- **Exercise objective**
Keeping every word and mark, copy all of the data.

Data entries
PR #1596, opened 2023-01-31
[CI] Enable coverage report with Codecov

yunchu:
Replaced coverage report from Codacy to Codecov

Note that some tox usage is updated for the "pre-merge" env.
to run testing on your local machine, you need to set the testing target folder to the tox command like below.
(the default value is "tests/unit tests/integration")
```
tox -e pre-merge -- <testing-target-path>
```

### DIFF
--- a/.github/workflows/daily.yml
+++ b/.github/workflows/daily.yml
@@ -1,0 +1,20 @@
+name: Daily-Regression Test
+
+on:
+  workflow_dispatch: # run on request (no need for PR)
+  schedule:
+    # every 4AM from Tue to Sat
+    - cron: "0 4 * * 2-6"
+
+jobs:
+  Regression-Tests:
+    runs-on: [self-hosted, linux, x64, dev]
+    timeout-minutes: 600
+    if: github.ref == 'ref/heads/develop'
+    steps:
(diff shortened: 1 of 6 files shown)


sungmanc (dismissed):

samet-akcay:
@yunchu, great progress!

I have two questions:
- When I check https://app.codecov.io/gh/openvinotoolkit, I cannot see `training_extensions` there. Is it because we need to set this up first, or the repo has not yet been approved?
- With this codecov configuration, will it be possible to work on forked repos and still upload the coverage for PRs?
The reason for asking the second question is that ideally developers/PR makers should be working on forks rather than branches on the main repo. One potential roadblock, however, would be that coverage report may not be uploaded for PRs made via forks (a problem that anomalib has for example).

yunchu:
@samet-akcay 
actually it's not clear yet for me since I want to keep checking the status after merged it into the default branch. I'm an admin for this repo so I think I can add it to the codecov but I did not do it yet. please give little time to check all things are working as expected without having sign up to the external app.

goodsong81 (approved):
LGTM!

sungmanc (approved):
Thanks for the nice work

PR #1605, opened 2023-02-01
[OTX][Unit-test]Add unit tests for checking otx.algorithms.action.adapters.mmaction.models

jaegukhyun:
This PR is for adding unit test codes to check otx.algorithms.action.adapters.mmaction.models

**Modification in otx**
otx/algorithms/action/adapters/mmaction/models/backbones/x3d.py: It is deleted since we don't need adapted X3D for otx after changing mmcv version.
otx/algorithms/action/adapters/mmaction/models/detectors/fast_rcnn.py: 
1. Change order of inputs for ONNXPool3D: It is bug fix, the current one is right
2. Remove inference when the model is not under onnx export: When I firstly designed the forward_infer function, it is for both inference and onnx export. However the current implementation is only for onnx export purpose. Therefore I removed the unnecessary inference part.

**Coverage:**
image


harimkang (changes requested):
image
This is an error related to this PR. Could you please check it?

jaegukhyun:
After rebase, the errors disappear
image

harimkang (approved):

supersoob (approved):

- **Exercise output**
PR #1596, opened 2023-01-31
[CI] Enable coverage report with Codecov

yunchu:
Replaced coverage report from Codacy to Codecov

Note that some tox usage is updated for the "pre-merge" env.
to run testing on your local machine, you need to set the testing target folder to the tox command like below.
(the default value is "tests/unit tests/integration")
```
tox -e pre-merge -- <testing-target-path>
```

### DIFF
--- a/.github/workflows/daily.yml
+++ b/.github/workflows/daily.yml
@@ -1,0 +1,20 @@
+name: Daily-Regression Test
+
+on:
+  workflow_dispatch: # run on request (no need for PR)
+  schedule:
+    # every 4AM from Tue to Sat
+    - cron: "0 4 * * 2-6"
+
+jobs:
+  Regression-Tests:
+    runs-on: [self-hosted, linux, x64, dev]
+    timeout-minutes: 600
+    if: github.ref == 'ref/heads/develop'
+    steps:
(diff shortened: 1 of 6 files shown)


sungmanc (dismissed):

samet-akcay:
@yunchu, great progress!

I have two questions:
- When I check https://app.codecov.io/gh/openvinotoolkit, I cannot see `training_extensions` there. Is it because we need to set this up first, or the repo has not yet been approved?
- With this codecov configuration, will it be possible to work on forked repos and still upload the coverage for PRs?
The reason for asking the second question is that ideally developers/PR makers should be working on forks rather than branches on the main repo. One potential roadblock, however, would be that coverage report may not be uploaded for PRs made via forks (a problem that anomalib has for example).

yunchu:
@samet-akcay 
actually it's not clear yet for me since I want to keep checking the status after merged it into the default branch. I'm an admin for this repo so I think I can add it to the codecov but I did not do it yet. please give little time to check all things are working as expected without having sign up to the external app.

goodsong81 (approved):
LGTM!

sungmanc (approved):
Thanks for the nice work

PR #1605, opened 2023-02-01
[OTX][Unit-test]Add unit tests for checking otx.algorithms.action.adapters.mmaction.models

jaegukhyun:
This PR is for adding unit test codes to check otx.algorithms.action.adapters.mmaction.models

**Modification in otx**
otx/algorithms/action/adapters/mmaction/models/backbones/x3d.py: It is deleted since we don't need adapted X3D for otx after changing mmcv version.
otx/algorithms/action/adapters/mmaction/models/detectors/fast_rcnn.py: 
1. Change order of inputs for ONNXPool3D: It is bug fix, the current one is right
2. Remove inference when the model is not under onnx export: When I firstly designed the forward_infer function, it is for both inference and onnx export. However the current implementation is only for onnx export purpose. Therefore I removed the unnecessary inference part.

**Coverage:**
image


harimkang (changes requested):
image
This is an error related to this PR. Could you please check it?

jaegukhyun:
After rebase, the errors disappear
image

harimkang (approved):

supersoob (approved):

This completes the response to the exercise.